The White House is expected to host as many as 1,000 people for a Fourth of July celebration meant to mark Joe Biden’s delivery on a promise to return the US to some semblance of normality by the holiday.
According to The New York Times, essential workers and military families will be invited to the event, which will be held on the South Lawn.
Residents have also been invited to attend a holiday fireworks display on the National Mall, with the National Parks Service announcing that all nearby monuments will also be open to visitors.
In a statement, DC Mayor Muriel Bowser said “DC is open and ready to welcome back visitors” for the holiday.
Meanwhile, White House officials have also encouraged local leaders to hold their own gatherings in celebration of a “summer of freedom”.

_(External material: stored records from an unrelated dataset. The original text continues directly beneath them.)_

PR #201, opened 2023-08-09
rework the layers

Neptunium931:
# Description
- replce apt-get to apt: faster build
- rework the layers for a maximum of common layers between the images to optimize the real size of the images and if possible the use of the cache for the build
# Related issues
#96

### DIFF
--- a/Dockerfile
+++ b/Dockerfile
@@ -20,37 +20,32 @@ WORKDIR /root/sources/install
 # ./entrypoint.sh package_most_used
 
 RUN echo "${TAG}-${VERSION}" > /opt/.exegol_version && \
-    chmod +x entrypoint.sh && \
-    ./entrypoint.sh package_base && \
-    ./entrypoint.sh package_misc && \
-    ./entrypoint.sh package_misc_configure && \
-    ./entrypoint.sh package_c2 && \
-    ./entrypoint.sh package_c2_configure && \
-    ./entrypoint.sh package_wordlists && \
-    ./entrypoint.sh package_wordlists_configure && \
-    ./entrypoint.sh package_cracking && \
-    ./entrypoint.sh package_cracking_configure && \
-    ./entrypoint.sh package_osint && \
-    ./entrypoint.sh package_osint_configure && \
-    ./entrypoint.sh package_web && \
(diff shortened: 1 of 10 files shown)


QU35T-code:
Hi @Neptunium931, 

Thank you for the contribution and the ideas but I don't think it will save time / size because exegol already uses `apt-fast` to install the packages and for the layers, the second phase of refacto has already started and should be finished by class next week. The number of layers will be considerably reduced and we should gain in size and especially in build speed.

Neptunium931:
ok
apt-fast used in back apt-get by default and I also modified the conf of apt-fast so that it uses apt earlier than apt-get
and close/open is a missclick

Neptunium931:
I went to see the pipeline here and therefore my modfi will not waste time because the images are built in parallel and therefore without using the cache and which means that installs are done several times. for the total size of the image alone will not decrease but if on the machine of the user he already has an image, any additional image will be faster to download and will save less space on the machine because the common layers enter the two images will not be duplicated and therefore save space

ShutdownRepo:
Putting the PR on hold for now. An internal project is being conducted on refactoring the way images are built, especially by doing proper multi-stage where images could share layers between them. This refacto was part of a 2-step refactor that started a few months ago. It should be over with pretty soon. Once we're done with that, we'll get back to this PR and see how we can work with it to further optimize everything.
Thank you again for your contribution and for your patience on this process.

ShutdownRepo:
@QU35T-code @Neptunium931 with the latest optimization refactor, is this pull request still needed/relevant?

QU35T-code:
I propose to close this PR and if ever @Neptunium931 wants to open a new PR to change apt-get to apt, why not

ShutdownRepo:
> In my opinion, I don't think this PR is relevant. We could keep apt instead of apt-get, but for Dockerfile, I'd prefer to keep it that way for better control and readability. I don't think it's a good idea to template Dockerfiles.

And apt is not supposed to be used in scripts, apt-get is preferred for that
And yes regarding the Dockerfiles, I agree we should keep them how they are right now. If we switch to the proposed format, we loose logs and control in the CI/CD process, which is essential in building and approving new images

“America is headed into a summer dramatically different from last year. A summer of freedom. A summer of joy. A summer of reunions and celebrations,” an email reportedly sent out to local leaders by the White House Office of Intergovernmental Affairs said.
The messaging this Fourth of July is dramatically different from that of last year, when Americans were advised to practice social distancing and to avoid traveling into the capital.
It also exceeds Mr Biden’s initial promise three months ago, when he said that people across America could expect to be able to celebrate with friends and family on the Fourth of July so long as the country’s vaccination programme and coronavirus measures continued to restrict the spread of the virus.
“July 4th with your loved ones is the goal,” he had said. “This is not the time to let up.”
Plans for the 1,000-person strong celebration at the White House suggest that officials are confident in the progress of the country’s vaccination programme.
However, it is still unclear whether the Biden administration will reach its goal of seeing 70 per cent of Americans vaccinated by 4 July.
According to an NYT analysis, if the current pace of adult vaccination continues, the country will fall just short of the target, with an estimated 67 per cent of adults to be partly vaccinated by the holiday.